__Work required__:
Beginning with the first line of the data below, extract each line up to and including the one containing "Some files call". Copy them exactly and add nothing.

__Records provided__:
-*-*-

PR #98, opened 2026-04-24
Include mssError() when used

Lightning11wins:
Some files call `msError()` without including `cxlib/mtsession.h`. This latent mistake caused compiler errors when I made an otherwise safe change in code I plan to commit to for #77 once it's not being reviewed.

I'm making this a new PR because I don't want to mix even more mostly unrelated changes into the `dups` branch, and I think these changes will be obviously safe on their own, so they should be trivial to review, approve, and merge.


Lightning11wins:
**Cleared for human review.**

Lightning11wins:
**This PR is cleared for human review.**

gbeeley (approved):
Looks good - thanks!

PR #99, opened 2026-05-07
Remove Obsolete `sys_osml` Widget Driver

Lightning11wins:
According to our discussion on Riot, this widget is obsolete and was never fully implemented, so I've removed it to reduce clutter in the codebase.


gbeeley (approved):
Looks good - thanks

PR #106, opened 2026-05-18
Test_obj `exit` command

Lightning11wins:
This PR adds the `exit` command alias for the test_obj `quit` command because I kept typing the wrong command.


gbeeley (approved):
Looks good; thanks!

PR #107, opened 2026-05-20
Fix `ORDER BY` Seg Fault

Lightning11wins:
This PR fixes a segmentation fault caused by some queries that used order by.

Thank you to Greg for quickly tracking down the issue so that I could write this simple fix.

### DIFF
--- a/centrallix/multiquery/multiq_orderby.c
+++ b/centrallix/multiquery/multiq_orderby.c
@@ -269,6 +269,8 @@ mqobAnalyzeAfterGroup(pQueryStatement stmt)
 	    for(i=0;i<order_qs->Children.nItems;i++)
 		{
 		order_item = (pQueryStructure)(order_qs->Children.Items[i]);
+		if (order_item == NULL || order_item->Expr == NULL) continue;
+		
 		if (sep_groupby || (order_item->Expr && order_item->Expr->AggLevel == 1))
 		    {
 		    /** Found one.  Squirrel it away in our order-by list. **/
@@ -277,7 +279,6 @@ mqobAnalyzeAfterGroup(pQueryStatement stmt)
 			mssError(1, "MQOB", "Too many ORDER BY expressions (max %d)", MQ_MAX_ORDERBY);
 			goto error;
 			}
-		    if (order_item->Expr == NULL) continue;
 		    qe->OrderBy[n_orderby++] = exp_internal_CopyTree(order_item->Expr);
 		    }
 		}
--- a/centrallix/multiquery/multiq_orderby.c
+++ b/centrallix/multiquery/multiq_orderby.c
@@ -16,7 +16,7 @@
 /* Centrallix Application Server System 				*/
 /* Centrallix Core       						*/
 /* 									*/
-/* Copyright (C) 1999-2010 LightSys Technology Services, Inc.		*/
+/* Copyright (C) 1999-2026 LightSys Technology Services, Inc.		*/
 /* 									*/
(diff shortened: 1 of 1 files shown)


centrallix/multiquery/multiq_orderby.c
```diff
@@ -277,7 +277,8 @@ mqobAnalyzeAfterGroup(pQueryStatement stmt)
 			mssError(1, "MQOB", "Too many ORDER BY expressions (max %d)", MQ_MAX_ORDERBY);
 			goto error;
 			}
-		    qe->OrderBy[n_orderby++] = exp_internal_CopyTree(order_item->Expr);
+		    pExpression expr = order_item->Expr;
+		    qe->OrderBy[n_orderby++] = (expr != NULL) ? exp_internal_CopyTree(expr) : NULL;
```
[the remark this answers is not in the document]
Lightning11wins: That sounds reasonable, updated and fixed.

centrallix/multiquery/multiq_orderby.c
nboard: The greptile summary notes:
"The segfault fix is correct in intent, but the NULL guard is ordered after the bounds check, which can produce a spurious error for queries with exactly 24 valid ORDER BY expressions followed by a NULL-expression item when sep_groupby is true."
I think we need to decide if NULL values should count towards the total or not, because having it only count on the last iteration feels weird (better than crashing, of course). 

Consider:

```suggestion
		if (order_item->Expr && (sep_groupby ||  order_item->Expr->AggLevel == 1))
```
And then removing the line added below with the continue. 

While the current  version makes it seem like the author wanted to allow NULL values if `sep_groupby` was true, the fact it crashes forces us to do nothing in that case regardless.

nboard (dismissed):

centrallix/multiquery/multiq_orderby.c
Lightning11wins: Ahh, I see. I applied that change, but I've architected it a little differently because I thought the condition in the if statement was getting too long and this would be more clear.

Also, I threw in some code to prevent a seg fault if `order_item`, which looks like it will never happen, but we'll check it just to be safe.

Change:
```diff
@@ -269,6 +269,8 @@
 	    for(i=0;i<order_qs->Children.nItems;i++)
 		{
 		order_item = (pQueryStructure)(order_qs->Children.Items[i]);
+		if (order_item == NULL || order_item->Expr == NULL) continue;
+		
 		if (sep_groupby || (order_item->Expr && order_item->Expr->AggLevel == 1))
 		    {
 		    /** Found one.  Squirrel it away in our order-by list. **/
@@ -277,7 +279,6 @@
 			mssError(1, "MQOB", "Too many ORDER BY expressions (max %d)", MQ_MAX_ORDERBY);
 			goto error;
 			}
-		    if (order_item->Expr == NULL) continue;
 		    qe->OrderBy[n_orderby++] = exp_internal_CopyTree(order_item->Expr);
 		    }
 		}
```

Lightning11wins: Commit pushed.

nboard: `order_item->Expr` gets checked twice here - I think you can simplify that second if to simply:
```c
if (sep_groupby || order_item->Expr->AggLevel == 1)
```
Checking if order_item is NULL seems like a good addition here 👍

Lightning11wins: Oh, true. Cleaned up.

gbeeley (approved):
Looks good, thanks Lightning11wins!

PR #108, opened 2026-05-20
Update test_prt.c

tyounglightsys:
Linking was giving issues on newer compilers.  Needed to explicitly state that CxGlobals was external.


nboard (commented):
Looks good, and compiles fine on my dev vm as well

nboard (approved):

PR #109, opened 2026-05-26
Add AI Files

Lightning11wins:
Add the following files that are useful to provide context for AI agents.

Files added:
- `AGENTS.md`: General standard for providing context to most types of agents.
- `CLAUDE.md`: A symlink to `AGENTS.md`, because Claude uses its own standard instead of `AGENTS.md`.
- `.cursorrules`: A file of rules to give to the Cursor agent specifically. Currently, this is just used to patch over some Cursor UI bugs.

-*-*-

__Problem solution__:
PR #98, opened 2026-04-24
Include mssError() when used

Lightning11wins:
Some files call `msError()` without including `cxlib/mtsession.h`. This latent mistake caused compiler errors when I made an otherwise safe change in code I plan to commit to for #77 once it's not being reviewed.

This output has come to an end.